Sent from my iPhone using Tapatalk


----------



## Ben5029 (Sep 26, 2014)

I can't help with the difference I'm afraid, if you click the little 'i' icon does it not give you an overview? I know sometimes they aren't very useful.


----------



## Samoa (Apr 4, 2014)

Looks like it's KnightRider indicators; a camera to get smart with other road users & I think it's linked into the satnav, so when/if you go to Europe it switches the sweep so you don't need beam benders or give £75 to the stealer to dangerous dip them


----------



## Markolaynee (Feb 21, 2015)

Ahhh i see it now.. KnightRider indicators are sweet, i dont care about rest.. Too bad i'll probably pick the one with led headlights, because it has connectivity package (code is PNV ) and one with matrix doesnt.. Connectivity package means the box with simcard slot inside of compartment box in front of co-driver seat?
Is Audi connect included in connectivity package?
P.s.

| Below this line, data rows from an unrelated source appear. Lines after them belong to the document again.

PR #14288, opened 2026-08-22
checklocks: fix checkpoint waiter lock ordering

tamird:
Checkpoint waiter registration holds the waiters mutex while reading the kernel generation. Checkpoint completion holds the generation mutex while notifying waiters, creating a lock inversion introduced in fb730ff784.

Publish the waiter before reading the generation, but release the waiters mutex during that read. Recheck whether notification consumed the callback before delivering an immediate result, preserving a concurrent checkpoint error and avoiding duplicate delivery. Keep generation updates and their notifications serialized.

Guard the checkpoint state and waiter map, and document callback ownership. Add a forced-interleaving regression for notification while registration waits on the generation mutex.

Assisted-by: Codex

### DIFF
--- a/pkg/sentry/kernel/BUILD
+++ b/pkg/sentry/kernel/BUILD
@@ -444,6 +444,7 @@ go_test(
     size = "small",
     srcs = [
         "fd_table_test.go",
+        "kernel_restore_test.go",
         "table_test.go",
         "task_test.go",
         "timekeeper_test.go",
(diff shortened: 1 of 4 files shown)


tamird:
r? @fvoznika Could you review checkpoint generation/waiter lock ordering and single callback delivery?

Assisted-by: Codex

tamird:

Assisted-by: Codex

Sorry for bothering with additional questions but its tough decision for me 

Sent from my iPhone using Tapatalk


----------



## Samoa (Apr 4, 2014)

Must admit not looked at MK3 in much more detail as I still prefer the MK2 ... and you can't get it in Samoa without paying a fortune.

Am sure dealer will advise... Or are u using autoebid,com?

Sent from my iPad using Tapatalk


----------



## Markolaynee (Feb 21, 2015)

No, im using local dealer ( biggest and official audi dealer in my country).. They are clueless about technical stuff about equipment..

Sent from my iPhone using Tapatalk


----------



## Samoa (Apr 4, 2014)

Markolaynee said:


> No, im using local dealer ( biggest and official audi dealer in my country).. They are clueless about technical stuff about equipment..
> 
> Sent from my iPhone using Tapatalk


I hope you're getting a good discount then - Xenon were a massive improvement - not quite as good as my KC Daylighters on my old Shogun though much better than the old halogens.

Let us know what you think of the LED's once you take delivery, as the TT's Xenon's don't give as much coverage at my A3's

Sent from my iPad using Tapatalk


----------



## Markolaynee (Feb 21, 2015)

Well why discount when im getting led but without matrix only (its not like xenon on serial equipment)?

I mean, i know matrix lights are more expensive but that is already counted in price..

Sent from my iPhone using Tapatalk


----------



## wja96 (Mar 4, 2010)

The matrix lights have an active beam pattern. There isn't a high/low beam - just a lot of light. They bend around cars in front of you, they dip away from oncoming traffic. They are very good if you don't want to worry about anything but getting down the road as fast as possible.

I have them on my A6 and they are stupendous. If you can afford them, get them.


----------



## wja96 (Mar 4, 2010)

The matrix lights have an active beam pattern. There isn't a high/low beam - just a lot of light. They bend around cars in front of you, they dip away from oncoming traffic. They are very good if you don't want to worry about anything but getting down the road as fast as possible.

I have them on my A6 and they are stupendous. If you can afford them, get them.


----------



## Markolaynee (Feb 21, 2015)

Cool  the thing is that i have 2 completed models waiting for me, and if i want to add something ill have to wait for 6 months..

The only thing they are different to is that first one got matrix headlight but havent got some CONNECTIVITY package, and second one has that connectivity pckage but has LED lights that look similar to matrix, but are not matrix ).. And second one got extended led interior pckage and interior alu package

So what to pick 

Sent from my iPhone using Tapatalk


----------



## jaybyme (Mar 10, 2010)

Led's are the same as matrix but no camera ,so same performance just don't dim for other road users and pedestrians .I'd be happy with plain led lights myself


----------



## Markolaynee (Feb 21, 2015)

Thanks!!Thats what i was talking about  
So, test drive is tomorrow and ill decide then 

Sent from my iPhone using Tapatalk


----------



## 35mphspeedlimit (Sep 25, 2010)

Markolaynee said:


> Thanks!!Thats what i was talking about
> So, test drive is tomorrow and ill decide then
> 
> Sent from my iPhone using Tapatalk


Plus the flashy dynamic sweeping led indicators don't forget!


----------



## Markolaynee (Feb 21, 2015)

Damn i liked those flashy fancy indicators.. But i can live without them  the one without matrix is cheaper and i think ill get that one .. Well see tomorrow


----------



## 35mphspeedlimit (Sep 25, 2010)

Markolaynee said:


> Damn i liked those flashy fancy indicators.. But i can live without them  the one without matrix is cheaper and i think ill get that one .. Well see tomorrow


... oh and headlight cleaning kit and auto dimming rear view mirror too!! :lol: :wink:


----------



## Markolaynee (Feb 21, 2015)

Staaaaph !  

I can live without them too  Im still thinking because only difference between 2 models i have to choose between is matrix lights and the one with led lights got that PNV connectivity package (i cant find what is that )


----------



## Markolaynee (Feb 21, 2015)

Looks like in going for the one with matrix...  one without havent got navi also.. And that sux big time...

Sent from my iPhone using Tapatalk


----------